== INPUT DATA ==

PR #1469, opened 2019-06-19
Drop chunks with less than min samples

csmarchbanks:
Allow a user to configure the minimum number of samples needed for a
chunk to be flushed to the store. This is to avoid your store being
overloaded by lots of tiny chunks that are unlikely to have useful
information.

Signed-off-by: Chris Marchbanks <csmarchbanks@gmail.com>

### DIFF
--- a/pkg/ingester/flush.go
+++ b/pkg/ingester/flush.go
@@ -64,6 +64,10 @@ var (
 		Name: "cortex_ingester_flush_reasons",
 		Help: "Total number of series scheduled for flushing, with reasons.",
 	}, []string{"reason"})
+	droppedChunks = promauto.NewCounter(prometheus.CounterOpts{
+		Name: "cortex_ingester_dropped_chunks_total",
+		Help: "Total number of chunks dropped from flushing because they have too few samples.",
+	})
 )
 
 // Flush triggers a flush of all the chunks and closes the flush queues.
@@ -272,6 +276,29 @@ func (i *Ingester) flushUserSeries(flushQueueIndex int, userID string, fp model.
 	} else {
 		chunks = chunks[:len(chunks)-1]
 	}
+
+	if reason == reasonIdle && series.headChunkClosed && i.cfg.MinChunkLength > 0 {
+		chunkLength := 0
+		for _, c := range chunks {
+			chunkLength += c.C.Len()
+		}
+		if chunkLength < i.cfg.MinChunkLength {
+			userState.removeSeries(fp, series.metric)
+			memoryChunks.Sub(float64(len(chunks)))
+			droppedChunks.Add(float64(len(chunks)))
+			util.Event().Log(
+				"msg", "dropped chunks",
+				"userID", userID,
+				"numChunks", len(chunks),
+				"chunkLength", chunkLength,
+				"fp", fp,
+				"series", series.metric,
+				"queue", flushQueueIndex,
+			)
+			chunks = nil
+		}
+	}
+
 	userState.fpLocker.Unlock(fp)
 
 	if len(chunks) == 0 {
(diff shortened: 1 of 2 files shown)


cboggs:
On the topic of extra safety in the form of, "let's be sure this is really just a lonely series with too little data"... I wonder if we could make use of the index cache to look up a series' fingerprint before deciding to drop chunks, so that we can see if any chunks for that series have been recently(-ish) flushed.

I _think_ that if we find a chunk with < N samples, then look up the fingerprint for that chunk's series and get a cache miss, we can safely assume "this chunk represent a teensy island in the sea, drop it".

Thoughts?

pkg/ingester/flush.go
```diff
@@ -333,6 +337,10 @@ func (i *Ingester) flushChunks(ctx context.Context, fp model.Fingerprint, metric
 
 	wireChunks := make([]chunk.Chunk, 0, len(chunkDescs))
 	for _, chunkDesc := range chunkDescs {
+		// Do not write chunks below the minimum chunk duration.
+		if chunkDesc.C.Len() < i.cfg.MinChunkLength {
```
bboreham: nit: `Len()` is expensive on most chunk types (not bigchunk), so you could re-use the value 15 lines later

pkg/ingester/flush.go
```diff
@@ -349,6 +357,10 @@ func (i *Ingester) flushChunks(ctx context.Context, fp model.Fingerprint, metric
 	// Record statistsics only when actual put request did not return error.
 	for _, chunkDesc := range chunkDescs {
 		utilization, length, size := chunkDesc.C.Utilization(), chunkDesc.C.Len(), chunkDesc.C.Size()
+		if length < i.cfg.MinChunkLength {
+			droppedChunks.Inc()
+			continue
```
bboreham: I'd want these passed to `util.Event()` for analysis.

csmarchbanks: :+1:

pkg/ingester/flush.go
csmarchbanks: I ended up moving the code around in order to only drop idle chunks that have been closed. I don't think it is as easy to reuse the value anymore.

csmarchbanks:
This drops 625 chunks per second in our cluster (for chunks with 6 or fewer samples, which is 3 minutes for us). That is a fair bit of AWS savings if you don't care about those short lived series.

pkg/ingester/ingester.go
```diff
@@ -111,6 +112,7 @@ func (cfg *Config) RegisterFlags(f *flag.FlagSet) {
 	f.DurationVar(&cfg.MaxChunkAge, "ingester.max-chunk-age", 12*time.Hour, "Maximum chunk age before flushing.")
 	f.DurationVar(&cfg.ChunkAgeJitter, "ingester.chunk-age-jitter", 20*time.Minute, "Range of time to subtract from MaxChunkAge to spread out flushes")
 	f.BoolVar(&cfg.SpreadFlushes, "ingester.spread-flushes", false, "If true, spread series flushes across the whole period of MaxChunkAge")
+	f.IntVar(&cfg.MinChunkLength, "ingester.min-chunk-length", 0, "Minimum number of samples in a chunk to flush it to the store. Use with care, if chunks are less than this size they will be discarded.")
```
bboreham: This is now slightly inaccurate - a chunk can be less than this size and not discarded if it adjoins another chunk in the same series. Also if the ingester goes into 'flush immediately' mode it doesn't apply.

Though I don't suggest you fit all this into the CLI help.

csmarchbanks: I added the word "idle" to the description to make it a bit more accurate.

Issue #1402, opened 2019-05-18
RFC: Release cadence, process and ideas


gouthamve:
We've decided to do a cortex release soon, but after the first release, I think we should have some process and cadence for future releases. I made a Google docs with initial suggestions here: https://docs.google.com/document/d/1Ma5upv_lPG0KaJySqm8AY20ZjicNrB2qZS5WIlDqbNw/edit#

This is largely inspired by the Prometheus release cadence and process.

avicshw:
@gouthamve Is there any progress?

gouthamve:
Closing as this is done in #1470

PR #1470, opened 2019-06-20
Provide instructions and ci job for releases

csmarchbanks:
Lets just do it!

These instructions are based on the Prometheus instructions with a few small modifications according to https://github.com/cortexproject/cortex/issues/1402. I set the first release date to be on Tuesday in order for to collect some feedback.

Updated the circle ci deploy job to use the `CIRCLE_TAG` env var if it is present rather than generating the image name from the commit sha.

### DIFF
--- a/.circleci/config.yml
+++ b/.circleci/config.yml
@@ -9,11 +9,24 @@ defaults: &defaults
 workflows:
   version: 2
   test-build-deploy:
+    # You must specify a tag filter for each job that deploy depends on.
     jobs:
-    - lint
-    - test
-    - integration
-    - build
+    - lint:
+        filters:
+          tags:
+            only: /^v[0-9]+(\.[0-9]+){2}(-.+|[^-.]*)$/
+    - test:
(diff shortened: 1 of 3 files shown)


cboggs:
This seems like a good place to start. Accommodates shepherding from outside Grafana/Weaveworks, which makes sense overall.

LGTM, we'll iterate as we go.

weeco:
Maybe we should also wait for https://github.com/cortexproject/cortex/pull/1465 to be merged before the release. It renames a flag.

csmarchbanks:
> Maybe we should also wait for #1465 to be merged before the release. It renames a flag.
I don't think that should be a blocker, 0.1.x -> 0.2.x is allowed to have breaking changes in it. We will just make sure to document them.

Would love another maintainer or two to take a look at this before I update the dates and do the first release! (@bboreham, @tomwilkie, @gouthamve, @khaines)

cboggs:
LGTM :+1:

PR #87216, opened 2022-05-30
[TEST] Expand tests for subobjects false

javanna:
This commit adds more tests that cover edge cases around setting subobjects to false for a given object. The new tests focus on dynamic mapping behaviour, for instance when dynamic is set to false on the parent mapper, or the mapping for the object itself comes from a dynamic template. Also, a new test is added to cover geo_point parsing, meaning to verify that objects are accepted in a document when for fields that are mapped (either in the mapping or through dynamic template) and support parsing objects natively.


ywelsch (approved):
LGTM

javanna:
thanks @ywelsch for the speedy review!

PR #87217, opened 2022-05-30
[TEST] Rename DynamicTemplateTests to DynamicTemplateParseTests

javanna:
We have had until today DynamicTemplateTests as well as DynamicTemplatesTests. When adding a new test for dynamic templates, naming does not help understanding what the right place is. This commit addressed this by renaming DynamicTemplateTests to DynamicTemplateParseTests as it holds only tests around the static parse method that parse a dynamic template into its corresponding object.


ywelsch (approved):
LGTM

== PROMPT ==
Where does the string "spread" occur in the material? Copy every line where it does.

== SOLVED EXERCISE ==
 	f.DurationVar(&cfg.ChunkAgeJitter, "ingester.chunk-age-jitter", 20*time.Minute, "Range of time to subtract from MaxChunkAge to spread out flushes")
 	f.BoolVar(&cfg.SpreadFlushes, "ingester.spread-flushes", false, "If true, spread series flushes across the whole period of MaxChunkAge")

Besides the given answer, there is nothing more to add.